▸ The task
A complete response lists each line of the data below that includes the word "substring".

++++ Data provided

PR #145, opened 2018-06-14
VUE-66 - first cut at loan card image

jedlin-kiva:
Not for merge yet - just for feedback

### DIFF
--- a/src/components/LoanCards/LoanCardImage.vue
+++ b/src/components/LoanCards/LoanCardImage.vue
@@ -1,0 +1,63 @@
+<!--
+	issues:
+
+	* tracking click on image - do here or bubble up?
+		kvtrackevent="Lending|click-Read more|Photo|{{id}}|true"
+
+	* do we need to deal with image editing?
+		{{#is_admin}}
+			<div class="image-edit-buttons">
+				<a class="edit" href="{{image.edit_url}}" target="_blank"><svg class="icon icon-edit"><use xlink:href="#icon-edit"/></svg></a>
+				<a class="refresh" href="#"><svg class="icon icon-refresh"><use xlink:href="#icon-refresh"/></svg></a>
+			</div>
+		{{/is_admin}}
+ -->
+
+
+
+<template>
+	<a href="{{borrowerPageUrl}}">
+		<!-- current implementation has image as background to <a> rather than <img />
+	 			any reason to continue that?
+				also - do we need an alt tag, if so, what should be in it? "photo of {borrower-name}"-->
+		<img class="loan-card-borrower-image"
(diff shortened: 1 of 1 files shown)


src/components/LoanCards/LoanCardImage.vue
```diff
@@ -0,0 +1,63 @@
+<!--
+	issues:
+
+	* tracking click on image - do here or bubble up?
+		kvtrackevent="Lending|click-Read more|Photo|{{id}}|true"
```
emuvente: Doing here makes sense. We have a global directive for supplying that event info (example from TheHeader.vue):
```
v-kv-track-event="'TopNav|click-Portfolio-My public Trustee page'"
```

src/components/LoanCards/LoanCardImage.vue
```diff
@@ -0,0 +1,63 @@
...
+
+	* do we need to deal with image editing?
+		{{#is_admin}}
+			<div class="image-edit-buttons">
+				<a class="edit" href="{{image.edit_url}}" target="_blank"><svg class="icon icon-edit"><use xlink:href="#icon-edit"/></svg></a>
+				<a class="refresh" href="#"><svg class="icon icon-refresh"><use xlink:href="#icon-refresh"/></svg></a>
+			</div>
+		{{/is_admin}}
```
emuvente: I think we should at least file a ticket for this. We can then discuss the priority further. We potentially don't have to worry about this until the logged-in-user loan card case, as you have to be logged in to be an admin.

src/components/LoanCards/LoanCardImage.vue
```diff
@@ -0,0 +1,63 @@
...
+ -->
+
+
+
+<template>
+	<a href="{{borrowerPageUrl}}">
+		<!-- current implementation has image as background to <a> rather than <img />
+	 			any reason to continue that?
+				also - do we need an alt tag, if so, what should be in it? "photo of {borrower-name}"-->
```
emuvente: I think it was a background image to help with image scaling and to have an appropriately sized container while the image is loading. That shouldn't be required for those things though.

+1 to that alt value

src/components/LoanCards/LoanCardImage.vue
```diff
@@ -0,0 +1,63 @@
...
+				default: false
+			}
+        }
+    };
+</script>
+
+<style scoped>
+	.loan-card-borrower-image {
+		width: 100%;
+		max-width: rem-calc(480);  /* necessary? */
```
emuvente: I would imagine that we would want to limit the width of the entire loan card, not just the image.

PR #146, opened 2018-06-18
Vue 70

BoulderBrains:
Matching text functional component in place.

### DIFF
--- a/src/components/LoanCards/GridLoanCard.vue
+++ b/src/components/LoanCards/GridLoanCard.vue
@@ -1,13 +1,13 @@
 <template>
 	<div class="column column-block">
-		<BorrowerInfo
+		<borrower-info
 			:id="loan.id"
 			:name="loan.name"
 			:amount="loan.loanAmount"
 			:use="loan.use"
 			:country="loan.geocode.country.name" />
 
-		<MatchingText :matching-text="loan.matchingText" />
+		<matching-text :matching-text="loan.matchingText" />
 	</div>
 </template>
 
--- a/src/components/LoanCards/GridLoanCard.vue
+++ b/src/components/LoanCards/GridLoanCard.vue
@@ -7,7 +7,7 @@
 			:use="loan.use"
 			:country="loan.geocode.country.name" />
 
-		<MatchingText />
+		<MatchingText :matching-text="loan.matchingText" />
 	</div>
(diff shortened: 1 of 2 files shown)


src/components/LoanCards/MatchingText.vue
```diff
@@ -0,0 +1,13 @@
+<template functional>
+	<div class="matching-text-wrapper" v-if="props.matchingText">
+		<span>2x matching by {{ props.matchingText }}</span>
+	</div>
+</template>
+
+<style lang="scss">
```
jedlin-kiva: It may not be necessary, but I've been marking all my component <style> sections as "scoped". Wonder if we should make this a general practice?

BoulderBrains: Just looked that up @jedlin-kiva, thanks for catching that miss of mine. Seems to make sense to me to add the <style scoped> if it's a functional component like this one.

src/components/LoanCards/GridLoanCard.vue
```diff
@@ -6,15 +6,19 @@
 			:amount="loan.loanAmount"
 			:use="loan.use"
 			:country="loan.geocode.country.name" />
+
+		<MatchingText :matching-text="loan.matchingText" />
```
emuvente: Generally we've been favoring using kebab-case syntax when adding components to the template, as that is more in line with the html spec. In this case: `<matching-text :matching-text="loan.matchingText" />`

src/components/LoanCards/MatchingText.vue
emuvente: "scoped" can have some unexpected behavior, and in general I think it's only useful for pages or components that will only be on the page once.

src/components/LoanCards/GridLoanCard.vue
BoulderBrains: @emuvente changes made to both the borrower-info and matching-text components.

BoulderBrains:
FYI: @jedlin-kiva, @emuvente & @mcstover I'm going to go forward and merge this into the vue-67 (loan card master branch currently) and once we answer the <style scoped> question in a day or two we can come back to BorrowerInfo & MatchingText component files and add scoped if we decide to go that direction.

PR #148, opened 2018-06-19
Vue 69

BoulderBrains:
Here are changes brought together @jedlin-kiva. 

Upon suggestion from Shua, I've removed the wrapper divs from the MatchingText and ActionButton components. 

Please note: The way that I've anchored the .loan-card-footer-wrap to the bottom of the loan card doesn't work across all screen sizes. Tomorrow my first task is going to be implementing this using flex-box instead of the position: absolute; bottom: 0; method that I've implemented here. I was hoping to get around the the flex-box fix tonight, but I'm running out of steam. I just wanted to make sure these changes were accessible for you in the morning to ensure I wasn't blocking you at all.

### DIFF
--- a/src/components/LoanCards/ActionButton.vue
+++ b/src/components/LoanCards/ActionButton.vue
@@ -8,8 +8,14 @@
 @import 'settings';
 
 .action-button-wrapper {
-	margin: 0 rem-calc(20);
 	text-align: center;
+	margin-top: rem-calc(30);
 
+	.button {
+		height: 2.9375rem;
+		line-height: 0.9375rem;
+		font-size: 1.125rem;
+		width: 100%;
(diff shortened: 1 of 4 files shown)


src/components/LoanCards/ActionButton.vue
```diff
@@ -1,21 +1,15 @@
...
+.button {
 	margin-top: rem-calc(30);
-
-	.button {
-		height: 2.9375rem;
-		line-height: 0.9375rem;
-		font-size: 1.125rem;
-		width: 100%;
-	}
+	height: 2.9375rem;
```
jedlin-kiva: wondering why you didn't use rem-calc in this section?

PR #159, opened 2018-06-22
Vue 77

BoulderBrains:
These changes cover the fixes for vue-76 (lowerCasing first letter of loan use if it's not the borrower or group name.)

Changes also cover fix for vue-77 (adding group language to loan used based on borrowerCount of the loan.)

I have an open question out for to @brandonatkiva about the wording of a couple of these changes so don't merge this branch yet please.

### DIFF
--- a/src/components/LoanCards/BorrowerInfo.vue
+++ b/src/components/LoanCards/BorrowerInfo.vue
@@ -42,28 +42,30 @@ export default {
 	},
 	computed: {
 		helpedLanguage() {
-			if (this.status === 'fundRaising' || this.status === 'inactive' || this.status === 'reviewed') {
+			if (this.status === 'fundRaising'
+			|| this.status === 'inactive'
+			|| this.status === 'reviewed') {
 				return 'helps';
-			} return 'helped';
+			}
+			return 'helped';
 		},
 		borrowerCountLanguage() {
 			if (this.borrowerCount > 1) {
 				return ' a member ';
-			} return ' ';
+			}
+			return ' ';
 		},
 		shortenedLoanUse() {
 			const maxLength = 100;
-			const nameLength = this.name.length;
 			const lowerCaseUse = this.use.toString().charAt(0).toLowerCase() + this.use.toString().slice(1);
-			const convertedUse = (this.use.substring(0, nameLength) === this.name) ? this.use : lowerCaseUse;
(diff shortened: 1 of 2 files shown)


src/components/LoanCards/BorrowerInfo.vue
```diff
@@ -29,17 +30,39 @@ export default {
...
+		borrowerCount: {
+			type: Number,
+			default: 1
 		}
 	},
 	computed: {
+		helpedLanguage() {
+			if (this.status === 'fundRaising' || this.status === 'inactive' || this.status === 'reviewed') {
+				return 'helps';
+			} return 'helped';
```
mcstover: Move this return to it's own line for legibility sake

src/components/LoanCards/BorrowerInfo.vue
```diff
@@ -29,17 +30,39 @@ export default {
...
+		},
+		borrowerCountLanguage() {
+			if (this.borrowerCount > 1) {
+				return ' a member ';
+			} return ' ';
```
mcstover: same move this return to it's own line

src/components/LoanCards/BorrowerInfo.vue
```diff
@@ -29,17 +30,39 @@ export default {
...
+		},
 		shortenedLoanUse() {
 			const maxLength = 100;
+			const nameLength = this.name.length;
+			const lowerCaseUse = this.use.toString().charAt(0).toLowerCase() + this.use.toString().slice(1);
+			const convertedUse = (this.use.substring(0, nameLength) === this.name) ? this.use : lowerCaseUse;
```
mcstover: don't think you need the nameLength var as it's only used 1 time.

src/components/LoanCards/BorrowerInfo.vue
```diff
@@ -29,17 +30,39 @@ export default {
...
+
 			if (this.use.length === 0) {
 				return 'For the borrower\'s privacy, this loan has been made anonymous.';
-			} else if (this.use.length > maxLength) {
-				return `${this.use.substring(0, maxLength)}...`;
 			} else if (this.use.length < maxLength) {
```
mcstover: Currently if a loan use is exactly 100 chars it won't match either of your blocks so nothing will be returned.

You could make this line us <= so that a use of 100 characters would match...or

Another option would be move the > maxLength check block up to where then <  maxLength check is . Then just have an else (no if check needed) block that returns the convertedUse last in the chain...

PR #160, opened 2018-06-22
Update graphql queries and data locations used to assign fetched data…

mcstover:
… to match new api structure.

PENDING merge of https://github.com/kiva/kiva/pull/6316

### DIFF
--- a/src/graphql/query/promotionalBanner.graphql
+++ b/src/graphql/query/promotionalBanner.graphql
@@ -13,22 +13,34 @@ query {
 		}
 		lendingRewardOffered
 	}
-	holiday_enabled: setting(setting: "feature.holiday_mode.enabled") {
-		value
+	holiday_enabled: general {
+		setting(setting: "feature.holiday_mode.enabled") {
+			value
+		}
 	}
-	holiday_start_time: setting(setting: "feature.holiday_mode.start_time") {
-		value
+	holiday_start_time: general {
+		setting(setting: "feature.holiday_mode.start_time") {
+			value
+		}
 	}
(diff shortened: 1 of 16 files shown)


src/graphql/query/wwwHeader.graphql
```diff
@@ -19,6 +19,6 @@ query {
 		}
 	}
 	shop {
-		headerItemCount
+		nonTrivialItemCount
```
emuvente: This name changed, but I don't see it updated in any js?

src/graphql/query/promotionalBanner.graphql
```diff
@@ -13,22 +13,34 @@ query {
...
+		setting(setting: "promo.topnav_promo.start_time") {
+			value
+		}
 	}
-	promo_end_time: setting(setting: "promo.topnav_promo.end_time") {
-		value
+	promo_end_time: general {
+		setting(setting: "promo.topnav_promo.end_time") {
+			value
+		}
```
emuvente: Instead of aliasing the entire 'general' tree repeatedly, the aliases could be nested under 'general'
```
general {
  holiday_enabled: setting(setting: "feature.holiday_mode.enabled") {
    value
  }
  ...
}
```
and then the get in the js becomes `_get(data, 'general.holiday_enabled.value')`

src/graphql/query/wwwHeader.graphql
mcstover: ahh so true

src/graphql/query/promotionalBanner.graphql
mcstover: cool, can do. also found some test stuff I'm fixin  up now

PR #161, opened 2018-06-23
ensure the dark background is not used on xxlarge header and up.

mcstover:


mcstover:
I checked the holiday version and it didn't have this issue.

PR #164, opened 2018-06-25
vue-75 This should do the trick for link text on hover.

BoulderBrains:


BoulderBrains:
This is just preventing the <anchor> text from becoming underlined in the bonus banner when user hovers on desktop or taps on mobile.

++++++++

▸ Response
-			const convertedUse = (this.use.substring(0, nameLength) === this.name) ? this.use : lowerCaseUse;
+			const convertedUse = (this.use.substring(0, nameLength) === this.name) ? this.use : lowerCaseUse;
-				return `${this.use.substring(0, maxLength)}...`;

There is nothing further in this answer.